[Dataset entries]
Issue #138, opened 2020-02-01
Content-Type for blob images


cinnamon-bun:
Opening an image in a new tab doesn't work well - the browser renders it as text.

I guess we need to figure out the file type on the server and set the Content-Type header.  At least for some common image and video types.

**Prior work**
This has already been done for SVG with #128 

Images are normally served from `/blob/...hash...`.  There's another endpoint, `/image/64/...hash...`.  If `sharp` is installed that resizes and crops images, otherwise it serves them raw.  It always sets Content-Type to `png` no matter the original image type, but browsers seem to do ok even if the data is actually JPG.

**Security implications**

???

christianbundy:
> Opening an image in a new tab doesn't work well - the browser renders it as text.

Are you noticing this problem on `/blob` or `/image` URLs? Are there specific images that aren't working? I don't think that I've noticed this problem [yet].

> It always sets Content-Type to png no matter the original image type, but browsers seem to do ok even if the data is actually JPG.

I think this made sense when Sharp was resizing them, but since Sharp is optional we should double-check that this is only happening if Sharp has turned them into a PNG.

christianbundy:
Found the underlying bug I think you're describing. The broken images you were seeing was actually your browser being shown text and being told it was a PNG. :man_facepalming: Here's what the error looks like if your browser shows it as text:

```
TypeError: fakeImage(...).then is not a function
    at /home/christianbundy/src/fraction/oasis/src/index.js:285:32
    at new Promise (<anonymous>)
    at image (/home/christianbundy/src/fraction/oasis/src/index.js:282:14)
    at runMicrotasks (<anonymous>)
    at processTicksAndRejections (internal/process/task_queues.js:94:5)
    at async /home/christianbundy/src/fraction/oasis/src/index.js:316:16
    at async /home/christianbundy/src/fraction/oasis/src/http.js:28:5
    at async /home/christianbundy/src/fraction/oasis/node_modules/koa-mount/index.js:52:26 {
  expose: true
}
```

cinnamon-bun:
My bug description was kind of meandering and led to another different bug :D 

I meant - find an image someone has posted (not an avatar), right-click the image and open in a new tab.

Example: this post

[...]

PR #169, opened 2020-02-06
Remove nosniff from blob URLs

christianbundy:
Problem: We use nosniff to keep the web browser from getting confused
about what kinds of content we're serving in Oasis, but this causes
problems for blob URLs that have arbitrary data.

Solution: Remove nosniff on blob URLs to let the browser figure out what
kind of content we're serving.

Resolves https://github.com/fraction/oasis/issues/138

Now works in Chromium!

Screenshot from 2020-02-05 17-02-28


cinnamon-bun:
Travis randomly failed on Windows because it couldn't install sharp.  Restarting the job...

cinnamon-bun:
Thanks for fixing this!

[Requirement]: Report all lines of the data above that include the string "even".

[Answer for this exercise]:
Images are normally served from `/blob/...hash...`.  There's another endpoint, `/image/64/...hash...`.  If `sharp` is installed that resizes and crops images, otherwise it serves them raw.  It always sets Content-Type to `png` no matter the original image type, but browsers seem to do ok even if the data is actually JPG.
> It always sets Content-Type to png no matter the original image type, but browsers seem to do ok even if the data is actually JPG.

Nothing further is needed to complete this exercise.